→ **PROBLEM TO SOLVE**:
Could you count how many lines of the data include "same" and answer with the number only?

[DATA IN THIS EXERCISE]

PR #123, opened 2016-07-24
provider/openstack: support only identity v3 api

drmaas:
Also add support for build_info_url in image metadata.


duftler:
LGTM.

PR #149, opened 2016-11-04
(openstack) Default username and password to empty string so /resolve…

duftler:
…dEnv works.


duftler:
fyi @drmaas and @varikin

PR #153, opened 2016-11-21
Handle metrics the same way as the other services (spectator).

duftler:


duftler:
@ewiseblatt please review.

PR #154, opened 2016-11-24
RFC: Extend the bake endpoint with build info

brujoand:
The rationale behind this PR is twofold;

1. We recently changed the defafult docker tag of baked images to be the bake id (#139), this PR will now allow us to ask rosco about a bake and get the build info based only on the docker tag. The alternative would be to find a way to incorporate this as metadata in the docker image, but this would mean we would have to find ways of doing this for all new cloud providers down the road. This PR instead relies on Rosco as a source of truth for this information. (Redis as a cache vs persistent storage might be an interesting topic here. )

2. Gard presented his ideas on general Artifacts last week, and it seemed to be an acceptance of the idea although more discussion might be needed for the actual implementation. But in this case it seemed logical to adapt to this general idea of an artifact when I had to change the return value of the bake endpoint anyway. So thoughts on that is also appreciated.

[/DATA IN THIS EXERCISE]
[DATA IN THIS EXERCISE]

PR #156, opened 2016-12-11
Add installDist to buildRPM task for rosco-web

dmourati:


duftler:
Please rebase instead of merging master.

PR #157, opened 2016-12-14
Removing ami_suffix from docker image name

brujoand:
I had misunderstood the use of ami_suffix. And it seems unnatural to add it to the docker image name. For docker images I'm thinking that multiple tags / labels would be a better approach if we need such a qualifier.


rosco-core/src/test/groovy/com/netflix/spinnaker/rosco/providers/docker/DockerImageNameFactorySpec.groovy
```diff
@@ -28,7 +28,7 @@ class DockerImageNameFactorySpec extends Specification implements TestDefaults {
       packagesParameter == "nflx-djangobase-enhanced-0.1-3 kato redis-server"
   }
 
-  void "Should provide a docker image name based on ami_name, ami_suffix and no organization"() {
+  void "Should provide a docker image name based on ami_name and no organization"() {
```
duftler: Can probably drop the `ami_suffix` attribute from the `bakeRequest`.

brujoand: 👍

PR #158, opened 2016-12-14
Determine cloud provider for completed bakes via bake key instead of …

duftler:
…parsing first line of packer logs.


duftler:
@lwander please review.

[/DATA IN THIS EXERCISE]
[DATA IN THIS EXERCISE]

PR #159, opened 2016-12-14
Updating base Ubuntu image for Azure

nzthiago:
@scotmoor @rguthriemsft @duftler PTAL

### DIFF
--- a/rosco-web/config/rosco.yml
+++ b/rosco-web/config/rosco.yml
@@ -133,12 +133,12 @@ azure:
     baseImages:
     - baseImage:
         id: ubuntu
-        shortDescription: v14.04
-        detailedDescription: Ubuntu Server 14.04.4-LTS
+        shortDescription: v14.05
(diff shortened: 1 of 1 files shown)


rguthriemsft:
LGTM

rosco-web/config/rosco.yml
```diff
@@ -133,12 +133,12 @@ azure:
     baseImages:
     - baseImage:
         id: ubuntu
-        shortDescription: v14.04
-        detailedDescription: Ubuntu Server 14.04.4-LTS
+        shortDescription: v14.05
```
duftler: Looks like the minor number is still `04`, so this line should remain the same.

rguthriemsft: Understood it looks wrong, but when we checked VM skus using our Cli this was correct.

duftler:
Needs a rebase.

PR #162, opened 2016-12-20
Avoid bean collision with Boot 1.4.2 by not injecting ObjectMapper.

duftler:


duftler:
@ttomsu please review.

[/DATA IN THIS EXERCISE]

→ **WRITTEN SOLUTION**:
2